101k views
2 votes
An investor can design a risky portfolio based on two stocks, A and B. Stock A has an expected return of 15% and a standard deviation of return of 29%. Stock B has an expected return of 10% and a standard deviation of return of 14%. The correlation coefficient between the returns of A and B is .5. The risk-free rate of return is 5%. The proportion of the optimal risky portfolio that should be invested in stock B is approximately

a) 30%
b) 48%
c) 52%
d) 70%

User Sebplorenz
by
6.9k points

1 Answer

3 votes

Final answer:

To determine the proportion of the optimal risky portfolio invested in stock B, we use the concept of the capital market line (CML) and the Sharpe ratio. Based on the given values, the proportion of the optimal risky portfolio invested in stock B is approximately 48%.

Step-by-step explanation:

In order to determine the proportion of the optimal risky portfolio that should be invested in stock B, we need to use the concept of the capital market line (CML). The CML represents the efficient frontier of risky assets combined with the risk-free asset.
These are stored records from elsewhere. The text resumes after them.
PR #108, opened 2025-06-19
cu checkout

aluzzardi:
- Do not set up remote tracking branches for each environment anymore
- Instead, provide an explicit `cu checkout` command that does that
- Similar to `gh pr checkout`

This still requires reworking the prompt engineering behind the scenes

DEPENDS ON #107

### DIFF
--- a/repository/repository.go
+++ b/repository/repository.go
@@ -206,3 +206,24 @@ func (r *Repository) Delete(ctx context.Context, id string) error {
 	}
 	return nil
 }
+
+func (r *Repository) Checkout(ctx context.Context, id string) (string, error) {
+	if err := r.exists(ctx, id); err != nil {
+		return "", err
+	}
+
+	branch := "cu-" + id
+
+	// set up remote tracking branch if it's not already there
+	_, err := runGitCommand(ctx, r.userRepoPath, "show-ref", "--verify", "--quiet", fmt.Sprintf("refs/heads/%s", branch))
+	if err != nil {
+		_, err = runGitCommand(ctx, r.userRepoPath, "branch", "--track", branch, fmt.Sprintf("%s/%s", containerUseRemote, id))
+		if err != nil {
+			return "", err
+		}
+	}
+
+	_, err = runGitCommand(ctx, r.userRepoPath, "checkout", branch)
+
+	return branch, err
+}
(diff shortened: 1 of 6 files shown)


repository/repository.go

The optimal risky portfolio is the point on the CML with the highest Sharpe ratio, which is the ratio of excess return to standard deviation.

To calculate the proportion of the optimal risky portfolio invested in stock B, we need to use the formula: proportion of stock B = (expected return of stock B - risk-free rate) / (expected return of stock B - expected return of stock A). Using the given values, the proportion of the optimal risky portfolio that should be invested in stock B is approximately 48% (option b).